> [EXERCISE REQUIREMENTS]:
Among the records below, find the lines with the word "last" and copy them.

Source records:
::::
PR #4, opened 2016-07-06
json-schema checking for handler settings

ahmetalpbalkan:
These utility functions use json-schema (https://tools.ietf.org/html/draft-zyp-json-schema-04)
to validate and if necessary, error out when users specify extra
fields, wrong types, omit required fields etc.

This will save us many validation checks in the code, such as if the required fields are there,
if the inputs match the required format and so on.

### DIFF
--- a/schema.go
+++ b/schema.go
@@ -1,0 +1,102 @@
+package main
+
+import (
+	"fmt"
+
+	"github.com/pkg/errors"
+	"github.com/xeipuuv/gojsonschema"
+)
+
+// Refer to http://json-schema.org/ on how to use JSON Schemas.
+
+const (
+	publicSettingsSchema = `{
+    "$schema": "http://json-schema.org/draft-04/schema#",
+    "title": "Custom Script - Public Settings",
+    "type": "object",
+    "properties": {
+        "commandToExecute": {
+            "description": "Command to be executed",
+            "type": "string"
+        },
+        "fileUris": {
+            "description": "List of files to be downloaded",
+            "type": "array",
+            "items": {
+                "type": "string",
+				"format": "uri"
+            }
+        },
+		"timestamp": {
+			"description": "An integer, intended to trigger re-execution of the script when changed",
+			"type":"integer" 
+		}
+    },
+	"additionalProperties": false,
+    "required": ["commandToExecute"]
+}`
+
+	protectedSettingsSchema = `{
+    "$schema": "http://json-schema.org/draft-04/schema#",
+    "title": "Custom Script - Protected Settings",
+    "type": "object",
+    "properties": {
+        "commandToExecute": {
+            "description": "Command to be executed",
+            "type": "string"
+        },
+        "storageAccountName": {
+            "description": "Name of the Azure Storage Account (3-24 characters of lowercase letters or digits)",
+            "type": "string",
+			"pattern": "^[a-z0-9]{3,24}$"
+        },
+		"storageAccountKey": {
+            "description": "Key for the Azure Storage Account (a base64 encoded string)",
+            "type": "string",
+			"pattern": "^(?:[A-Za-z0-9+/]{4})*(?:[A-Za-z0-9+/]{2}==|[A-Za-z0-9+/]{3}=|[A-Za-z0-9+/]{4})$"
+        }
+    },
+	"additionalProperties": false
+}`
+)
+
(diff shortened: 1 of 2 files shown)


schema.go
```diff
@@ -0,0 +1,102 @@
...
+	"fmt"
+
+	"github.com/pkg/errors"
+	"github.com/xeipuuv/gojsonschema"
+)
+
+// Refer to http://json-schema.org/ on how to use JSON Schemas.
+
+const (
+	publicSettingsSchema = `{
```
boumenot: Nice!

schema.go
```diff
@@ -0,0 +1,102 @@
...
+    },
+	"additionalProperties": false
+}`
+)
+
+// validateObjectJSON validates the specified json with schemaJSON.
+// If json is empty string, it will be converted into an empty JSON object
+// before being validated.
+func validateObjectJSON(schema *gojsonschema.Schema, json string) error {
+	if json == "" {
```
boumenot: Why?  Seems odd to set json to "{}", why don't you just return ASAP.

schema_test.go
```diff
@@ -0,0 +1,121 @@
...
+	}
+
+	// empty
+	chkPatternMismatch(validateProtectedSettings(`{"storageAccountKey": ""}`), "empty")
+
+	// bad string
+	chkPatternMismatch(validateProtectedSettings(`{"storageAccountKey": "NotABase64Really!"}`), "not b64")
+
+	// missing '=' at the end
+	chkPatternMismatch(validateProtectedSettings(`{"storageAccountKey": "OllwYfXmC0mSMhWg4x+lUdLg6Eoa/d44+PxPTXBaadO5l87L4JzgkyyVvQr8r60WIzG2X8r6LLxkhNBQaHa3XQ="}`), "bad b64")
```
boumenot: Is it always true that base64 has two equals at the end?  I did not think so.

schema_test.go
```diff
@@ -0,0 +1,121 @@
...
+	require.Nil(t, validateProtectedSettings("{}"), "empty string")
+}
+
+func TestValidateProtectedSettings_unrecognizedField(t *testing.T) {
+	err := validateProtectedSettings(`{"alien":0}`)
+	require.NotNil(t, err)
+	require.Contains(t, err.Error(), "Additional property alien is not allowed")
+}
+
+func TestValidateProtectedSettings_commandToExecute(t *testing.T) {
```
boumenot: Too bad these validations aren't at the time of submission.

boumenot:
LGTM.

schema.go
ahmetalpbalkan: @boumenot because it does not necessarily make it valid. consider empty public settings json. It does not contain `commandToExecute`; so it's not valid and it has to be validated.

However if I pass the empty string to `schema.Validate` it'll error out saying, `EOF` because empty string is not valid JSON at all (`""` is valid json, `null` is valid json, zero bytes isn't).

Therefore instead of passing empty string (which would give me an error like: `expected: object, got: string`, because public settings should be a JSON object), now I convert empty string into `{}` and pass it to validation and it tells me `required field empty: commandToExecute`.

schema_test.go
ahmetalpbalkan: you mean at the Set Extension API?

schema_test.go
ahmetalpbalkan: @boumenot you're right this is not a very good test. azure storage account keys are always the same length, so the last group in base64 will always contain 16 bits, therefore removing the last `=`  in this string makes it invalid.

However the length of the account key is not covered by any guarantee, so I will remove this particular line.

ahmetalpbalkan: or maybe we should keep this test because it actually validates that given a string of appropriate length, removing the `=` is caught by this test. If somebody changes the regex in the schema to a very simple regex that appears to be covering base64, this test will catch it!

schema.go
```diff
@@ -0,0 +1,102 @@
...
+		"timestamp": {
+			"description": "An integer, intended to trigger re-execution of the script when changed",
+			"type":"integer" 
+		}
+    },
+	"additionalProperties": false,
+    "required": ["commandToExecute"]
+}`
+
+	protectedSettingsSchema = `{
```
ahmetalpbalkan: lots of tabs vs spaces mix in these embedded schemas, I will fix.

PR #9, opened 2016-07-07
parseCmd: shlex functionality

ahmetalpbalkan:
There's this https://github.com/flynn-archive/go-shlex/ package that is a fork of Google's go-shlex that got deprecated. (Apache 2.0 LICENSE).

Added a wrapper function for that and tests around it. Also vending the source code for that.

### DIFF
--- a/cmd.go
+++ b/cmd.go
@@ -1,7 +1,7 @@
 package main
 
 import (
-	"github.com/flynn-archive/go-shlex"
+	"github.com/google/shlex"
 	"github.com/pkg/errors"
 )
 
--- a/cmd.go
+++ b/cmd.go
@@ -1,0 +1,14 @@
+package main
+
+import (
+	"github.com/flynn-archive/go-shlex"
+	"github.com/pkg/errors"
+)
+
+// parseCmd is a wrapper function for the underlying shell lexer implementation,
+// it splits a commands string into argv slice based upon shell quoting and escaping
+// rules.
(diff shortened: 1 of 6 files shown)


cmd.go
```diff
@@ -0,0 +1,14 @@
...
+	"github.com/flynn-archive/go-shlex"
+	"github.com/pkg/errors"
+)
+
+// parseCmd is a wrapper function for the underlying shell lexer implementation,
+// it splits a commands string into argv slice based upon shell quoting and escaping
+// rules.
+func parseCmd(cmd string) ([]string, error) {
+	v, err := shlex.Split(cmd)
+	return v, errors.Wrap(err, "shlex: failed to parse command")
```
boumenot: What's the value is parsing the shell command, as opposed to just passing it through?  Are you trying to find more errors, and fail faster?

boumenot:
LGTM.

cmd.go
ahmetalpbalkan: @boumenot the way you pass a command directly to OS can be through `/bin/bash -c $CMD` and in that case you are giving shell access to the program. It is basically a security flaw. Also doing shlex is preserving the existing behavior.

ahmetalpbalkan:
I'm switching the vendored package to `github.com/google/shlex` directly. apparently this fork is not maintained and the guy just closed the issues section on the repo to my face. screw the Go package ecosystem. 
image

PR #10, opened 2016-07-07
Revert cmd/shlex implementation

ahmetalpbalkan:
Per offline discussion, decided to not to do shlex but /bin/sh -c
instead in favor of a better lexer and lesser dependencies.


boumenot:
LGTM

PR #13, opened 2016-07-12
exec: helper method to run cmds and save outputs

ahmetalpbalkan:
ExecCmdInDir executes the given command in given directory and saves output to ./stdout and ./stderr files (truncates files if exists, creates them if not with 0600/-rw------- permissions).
::::
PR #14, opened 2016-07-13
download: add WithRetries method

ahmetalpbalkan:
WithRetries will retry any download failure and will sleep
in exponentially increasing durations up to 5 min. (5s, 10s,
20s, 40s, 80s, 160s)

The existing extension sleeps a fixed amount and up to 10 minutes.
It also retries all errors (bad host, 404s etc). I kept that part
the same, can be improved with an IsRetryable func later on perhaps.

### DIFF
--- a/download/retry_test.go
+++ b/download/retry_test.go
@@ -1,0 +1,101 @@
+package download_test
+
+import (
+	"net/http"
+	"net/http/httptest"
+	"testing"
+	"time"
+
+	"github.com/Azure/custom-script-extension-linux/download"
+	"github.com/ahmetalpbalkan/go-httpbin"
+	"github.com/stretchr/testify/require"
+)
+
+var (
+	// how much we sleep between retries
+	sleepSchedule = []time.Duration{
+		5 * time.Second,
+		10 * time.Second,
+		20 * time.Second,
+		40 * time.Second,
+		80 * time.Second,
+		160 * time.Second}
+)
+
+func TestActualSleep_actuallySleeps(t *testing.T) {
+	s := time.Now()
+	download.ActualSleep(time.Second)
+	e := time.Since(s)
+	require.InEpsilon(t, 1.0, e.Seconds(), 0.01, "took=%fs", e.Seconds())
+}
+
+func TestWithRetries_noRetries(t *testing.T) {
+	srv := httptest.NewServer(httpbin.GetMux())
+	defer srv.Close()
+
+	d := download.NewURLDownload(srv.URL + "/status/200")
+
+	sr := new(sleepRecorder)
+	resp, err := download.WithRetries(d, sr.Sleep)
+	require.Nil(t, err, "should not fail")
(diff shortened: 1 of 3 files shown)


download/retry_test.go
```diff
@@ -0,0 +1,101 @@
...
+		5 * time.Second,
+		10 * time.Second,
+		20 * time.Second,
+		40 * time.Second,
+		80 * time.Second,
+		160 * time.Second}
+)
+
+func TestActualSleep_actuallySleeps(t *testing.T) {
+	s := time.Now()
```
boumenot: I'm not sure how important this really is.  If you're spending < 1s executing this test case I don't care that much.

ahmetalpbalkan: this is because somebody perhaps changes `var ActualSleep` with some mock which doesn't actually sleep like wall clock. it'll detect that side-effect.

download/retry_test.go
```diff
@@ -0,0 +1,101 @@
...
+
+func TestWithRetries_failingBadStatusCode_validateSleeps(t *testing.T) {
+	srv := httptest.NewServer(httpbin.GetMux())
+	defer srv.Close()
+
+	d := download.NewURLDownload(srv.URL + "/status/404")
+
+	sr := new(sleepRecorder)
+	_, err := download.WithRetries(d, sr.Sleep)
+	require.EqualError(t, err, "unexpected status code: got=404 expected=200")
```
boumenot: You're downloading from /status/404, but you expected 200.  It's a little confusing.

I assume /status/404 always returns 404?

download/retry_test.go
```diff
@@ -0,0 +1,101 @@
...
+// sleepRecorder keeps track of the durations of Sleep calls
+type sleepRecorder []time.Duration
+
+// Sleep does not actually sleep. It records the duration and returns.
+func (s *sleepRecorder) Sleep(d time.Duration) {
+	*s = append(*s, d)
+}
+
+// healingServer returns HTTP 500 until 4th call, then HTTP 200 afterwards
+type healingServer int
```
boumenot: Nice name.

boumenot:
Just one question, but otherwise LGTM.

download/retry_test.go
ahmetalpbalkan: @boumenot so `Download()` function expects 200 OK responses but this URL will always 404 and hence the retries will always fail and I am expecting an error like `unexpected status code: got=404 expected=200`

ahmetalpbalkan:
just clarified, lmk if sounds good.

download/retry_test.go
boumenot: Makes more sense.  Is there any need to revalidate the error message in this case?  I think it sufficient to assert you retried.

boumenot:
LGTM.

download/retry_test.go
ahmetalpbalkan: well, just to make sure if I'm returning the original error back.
::::
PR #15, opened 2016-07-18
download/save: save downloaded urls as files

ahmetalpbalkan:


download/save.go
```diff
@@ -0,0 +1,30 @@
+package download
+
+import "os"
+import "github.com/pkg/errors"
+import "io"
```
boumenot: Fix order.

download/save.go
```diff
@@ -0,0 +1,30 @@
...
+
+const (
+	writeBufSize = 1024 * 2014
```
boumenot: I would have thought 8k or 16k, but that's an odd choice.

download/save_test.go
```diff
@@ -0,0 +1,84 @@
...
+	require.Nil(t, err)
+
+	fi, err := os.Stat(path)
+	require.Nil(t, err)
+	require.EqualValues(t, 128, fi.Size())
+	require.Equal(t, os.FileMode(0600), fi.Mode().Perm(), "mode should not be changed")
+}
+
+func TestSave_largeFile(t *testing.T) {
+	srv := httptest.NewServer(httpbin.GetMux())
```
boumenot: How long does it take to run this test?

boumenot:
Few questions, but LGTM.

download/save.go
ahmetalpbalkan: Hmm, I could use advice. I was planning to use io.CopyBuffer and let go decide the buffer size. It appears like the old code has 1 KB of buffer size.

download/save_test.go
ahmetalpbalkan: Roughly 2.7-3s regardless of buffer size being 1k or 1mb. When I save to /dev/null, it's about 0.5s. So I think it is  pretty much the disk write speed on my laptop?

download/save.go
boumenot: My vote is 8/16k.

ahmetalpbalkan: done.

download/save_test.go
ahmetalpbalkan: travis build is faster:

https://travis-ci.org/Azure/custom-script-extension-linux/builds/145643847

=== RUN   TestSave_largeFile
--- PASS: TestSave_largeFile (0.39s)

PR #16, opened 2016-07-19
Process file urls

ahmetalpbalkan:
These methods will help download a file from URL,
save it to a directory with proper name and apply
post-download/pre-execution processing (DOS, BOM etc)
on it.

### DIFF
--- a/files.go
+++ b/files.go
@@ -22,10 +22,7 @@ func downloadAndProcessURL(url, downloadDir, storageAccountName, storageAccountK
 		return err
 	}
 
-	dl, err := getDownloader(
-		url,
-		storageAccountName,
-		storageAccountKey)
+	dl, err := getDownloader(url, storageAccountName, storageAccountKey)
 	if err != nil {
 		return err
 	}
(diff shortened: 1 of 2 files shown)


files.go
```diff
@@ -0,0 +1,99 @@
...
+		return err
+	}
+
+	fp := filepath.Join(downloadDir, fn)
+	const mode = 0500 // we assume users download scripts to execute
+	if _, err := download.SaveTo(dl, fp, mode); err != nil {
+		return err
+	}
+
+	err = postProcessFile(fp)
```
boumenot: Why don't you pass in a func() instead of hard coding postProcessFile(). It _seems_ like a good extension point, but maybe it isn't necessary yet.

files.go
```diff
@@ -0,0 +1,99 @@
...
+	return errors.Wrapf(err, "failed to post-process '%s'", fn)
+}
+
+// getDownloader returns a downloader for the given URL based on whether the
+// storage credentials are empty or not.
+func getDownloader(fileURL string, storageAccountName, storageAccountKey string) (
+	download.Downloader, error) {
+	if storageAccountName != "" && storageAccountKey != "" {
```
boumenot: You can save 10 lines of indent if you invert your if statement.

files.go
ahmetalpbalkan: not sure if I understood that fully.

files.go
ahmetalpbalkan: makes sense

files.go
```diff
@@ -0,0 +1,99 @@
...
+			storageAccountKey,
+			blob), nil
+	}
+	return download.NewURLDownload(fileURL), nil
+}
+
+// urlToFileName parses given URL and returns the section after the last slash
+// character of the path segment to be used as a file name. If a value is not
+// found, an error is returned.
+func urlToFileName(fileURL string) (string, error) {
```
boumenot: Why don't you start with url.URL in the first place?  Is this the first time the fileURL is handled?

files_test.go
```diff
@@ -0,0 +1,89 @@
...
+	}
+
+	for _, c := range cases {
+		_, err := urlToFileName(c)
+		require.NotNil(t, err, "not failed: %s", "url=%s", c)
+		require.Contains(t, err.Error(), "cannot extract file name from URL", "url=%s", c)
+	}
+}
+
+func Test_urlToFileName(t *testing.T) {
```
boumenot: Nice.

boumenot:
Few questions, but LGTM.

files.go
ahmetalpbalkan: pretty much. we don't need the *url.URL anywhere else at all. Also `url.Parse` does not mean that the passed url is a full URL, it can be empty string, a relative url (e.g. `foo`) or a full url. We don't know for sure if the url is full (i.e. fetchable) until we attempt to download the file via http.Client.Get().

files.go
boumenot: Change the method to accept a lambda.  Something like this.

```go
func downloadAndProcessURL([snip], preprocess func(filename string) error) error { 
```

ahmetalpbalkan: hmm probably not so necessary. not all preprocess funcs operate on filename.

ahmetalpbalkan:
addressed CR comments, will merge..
::::
> [RESULT]:
ahmetalpbalkan: @boumenot you're right this is not a very good test. azure storage account keys are always the same length, so the last group in base64 will always contain 16 bits, therefore removing the last `=`  in this string makes it invalid.
+// urlToFileName parses given URL and returns the section after the last slash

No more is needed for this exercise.